La publication de ces 22 lettres dans le quotidien La Presse à Montréal entre les années 1888 et 1891 rend compte, dans un style varié qui oscille entre analyses historico-politiques, descriptions quasi ethnographiques et récits lyriques, des réflexions de l’auteur au gré de ses séjours successifs à Berlin et Vienne, puis, dans une moindre mesure, à Venise et Rome.

Premier intellectuel canadien-français à s’intéresser à l’Allemagne, il s’inscrit à l’université de Berlin pour suivre des cours d’histoire, de littérature mais aussi d’anatomie. Grand admirateur du système universitaire allemand, De Nevers juge à ce titre le peuple allemand comme étant « le plus instruit, le plus savant, le plus érudit de la terre » (p. 148). Cette sensibilité particulière au rôle de l’éducation dans la constitution d’une société sera au centre de son célèbre ouvrage qu’il publiera quelques années plus tard L’avenir du peuple canadien-français (1896).

Par ailleurs, s’efforçant d’adopter un regard neutre, De Nevers ne s’en tient pas qu’aux aspects positifs de la société allemande.

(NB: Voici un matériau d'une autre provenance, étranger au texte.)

PR #2980, opened 2018-08-12
Extending update command to allow number of containers to be modified at runtime

kalimfaria:
Extended the update command to allow number of containers of a job to be updated at runtime. The only packing plan that supports this functionality currently is RoundRobinPackingPlan. Now, we can use a flag with the update command that specified the number of containers as follows:

/bin/heron update smf1/$USER/test jobName  --container-number 25  --verbose 

The previous semantics have been preserved, where either the runtime-config can be updated or either/both of component parallelism and number of containers can be updated at a time. 

The code has been tested locally and on Twitter's Aurora environment.


kramasamy:
@kalimfaria - how does this work with respect to non aurora environment?

huijunwu:
this pr does not touch schedulers. it works for both aurora and non-aurora

PR #2981, opened 2018-08-13
Metrics added to measure the rate at which tuples are added to the queue at spout gateway

kalimfaria:
This pull request includes metrics added that measure the rate at which tuples are added to the outgoing queues at spouts and the sizes of these queues. This allows us to measure whether the gateway thread pulls out tuples from the queue fast enough, thereby preventing the spout from becoming a bottleneck.


huijunwu:
could you pls copy pr description into comment in the code so that readers can easily understand why we have this metric

PR #3381, opened 2019-10-26
Helm chart Bookkeeper fix

### LINKED ISSUE #3380: Bookkeeper not using hostname when run as Kubernetes Statefulset
The Kubernetes Statefulset of Bookkeeper needs to use hostname instead of IP. Because in Kubernetes, pod IPs can change, Bookkeeper needs to be configured to use the hostname. The Kubernetes yamls in the `general` folder have the needed config item, but the Helm chart does not.

nicknezis:
Fixes #3380


nwangtw:
@huijunw @nlu90 @xiaoyao1991 help to trigger a rebuild?

the-scott-hand:
This merge also requires the following change:
https://github.com/apache/incubator-heron/pull/3410

PR #3397, opened 2019-11-08
Re-organize UI elements in Heorn UI topology page

nwangtw:
In the topology page, create a navigator to show stats, counters and config.

The motivation is that counters have a lot of important information, but they are shown below the page and not very noticeable for users. They are also far from the plan diagrams so that it is hard to choose different component/instance to view the counters. Creating a "counters" tab make the counters easier to read.

Config was in a separated page which is not convenient. Now it is integrated in the same page under the "config" tab.

### DIFF
--- a/heron/tools/ui/resources/static/css/main.css
+++ b/heron/tools/ui/resources/static/css/main.css
@@ -2253,3 +2253,41 @@ nav {
 .navbar-custom .navbar-link:hover {
   color: #ffecb3;
 }
+
+/* Topology details */
+div#display-navigator {
+  border-style: solid;
+  border-width: 1px;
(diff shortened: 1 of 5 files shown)


nwangtw:
Screen Shot 2019-11-08 at 9 22 27 AM
Screen Shot 2019-11-08 at 9 27 33 AM
Screen Shot 2019-11-08 at 9 50 32 AM

nwangtw:
> keeping logical plan and packing plan visible is helpful for users to be aware of topology structure while they are navigating among tabs

You mean making the plan diagrams sticky? Yeah, I think that could be helpful. Let me think about it. Will be in a new PR. Thanks for the feedback.

PR #3401, opened 2019-11-14
Add parallelism calculator in Heron UI

nwangtw:
Simple parallelism calculator based on the current capacity utilization and execute count. Factors that could affect instance performance, such as GC and IO are ignored.


nwangtw:
Screen Shot 2019-11-14 at 10 53 23 AM

PR #3410, opened 2019-11-27
BUG: bookie statefulset helm template specifies incorrect service name

the-scott-hand:
The statefulset's service name:
https://github.com/apache/incubator-heron/blob/master/deploy/kubernetes/helm/templates/bookie.yaml#L74
Doesnt match the actual name of the service:
https://github.com/apache/incubator-heron/blob/master/deploy/kubernetes/helm/templates/bookie.yaml#L203
I believe bookie previously was using the podIPs to connect and the service wasnt actually getting used. Changing the useBookieHostNameAsID to true caused the helm chart to use the service for the first time to connect, which ultimately failed since it was named the wrong name.

### DIFF
--- a/deploy/kubernetes/helm/templates/bookie.yaml
+++ b/deploy/kubernetes/helm/templates/bookie.yaml
@@ -71,7 +71,7 @@ metadata:
     component: {{ .Release.Name }}-bookie
 spec:
 {{- if or (eq .Values.platform "gke") (eq .Values.platform "minikube") }}
-  serviceName: {{ .Release.Name }}-bookkeeper
+  serviceName: {{ .Release.Name }}-bookie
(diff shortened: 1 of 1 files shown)


the-scott-hand:
it might also be worth noting the yaml in general is doing this correctly, and also utilizing the following annotation:
https://github.com/apache/incubator-heron/blob/d8db1c50b499c823e319fd16a4476a02f525a367/deploy/kubernetes/general/bookkeeper.statefulset.yaml#L126-L127
which is the same annotation being utilized by pulsar's bookie:
https://github.com/apache/pulsar/blob/master/deployment/kubernetes/helm/pulsar/values.yaml#L97

the-scott-hand:
added an additional commit to add that annotation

Il ne peut que constater l’emprise du chancelier Bismarck sur « son » peuple. À partir de réflexions richement documentées, il parvient à brosser un portrait de la nation allemande où les maîtres-mots demeurent la militarisation – « on se retrouve tous, au même rang, pour se prosterner devant le militaire » (p.137) –, l’oppression du peuple et la montée de l’antisémitisme. Ce dernier thème, régulièrement évoqué dans les lettres, renvoie plus généralement chez l’auteur à un souci constant de déceler les mécanismes sociaux qui sous-tendent les sociétés germaniques de l’époque (sa lettre n°7 a ainsi pour titre : « L’échelle sociale en Allemagne »). Dénonçant le déterminisme social à l’oeuvre dans le pays, il s’intéresse par exemple à la condition ouvrière et décrit, à la manière d’un sociologue, les différentes catégories d’ouvriers.

Ce qui captive le lecteur réside avant tout dans le constant aller-retour entre une écriture parfois franchement lyrique et des passages, plus nombreux, où De Nevers adopte une vision la plus neutre possible de la réalité dont il fait l’expérience. Ce regard à la fois littéraire et scientifique sur les modes de fonctionnement des peuples européens s’exerce sur des sujets aussi variés que les villages ruraux en périphérie de Berlin et de Vienne, les fêtes de Noël et du jour de l’An à Berlin ou encore les caractères des populations selon leur pays d’apparte-nance. Alternant les remarques et anecdotes ironiques (voire humoristiques) avec les réflexions plus graves, De Nevers parvient de manière magistrale à dépeindre les moindres recoins de la société dans laquelle il évolue. En cela, il rétablit l’image de l’Allemagne que les journaux français s’efforçaient, depuis la défaite de 1871, de dévaluer. Cependant, cette réhabilitation n’est pas exempte de critiques. Lorsqu’il s’immisce par exemple dans le monde étudiant, l’auteur n’hésite pas à faire part de ses constats les plus sévères. Décrivant les rites violents et éthyliques des corporations estudiantines (les Burschenschaft) avec une minutie et un souci du détail tout droit emprunté à la méthode ethnographique, De Nevers émet des regrets envers cette « coutume barbare du duel sans cause ni raison » (p. 171).

Au fil des pages, comme inscrit en filigrane dans les 22 lettres, c’est bel et bien le désir de comparer les cultures entre elles (et spécialement les deux qu’il connaît le mieux : la « canadienne-française » et l’allemande) qui transparaît, telle une obsession que De Nevers ne peut se contenir d’exprimer. Cette dernière procure au recueil toute sa puissance et, d’une certaine manière, préfigure ce qui deviendra quelque 50 ans plus tard, le mot d’ordre de toute une génération d’anthropologues travaillant sur le « proche et le lointain ». Cet ouvrage, à la lecture fort plaisante grâce à son style avant-gardiste, intéressera les lecteurs de tous les horizons de par la pertinence historique et politique de son propos ainsi que par la finesse de ses descriptions des grandes villes européennes et des populations qui y évoluent.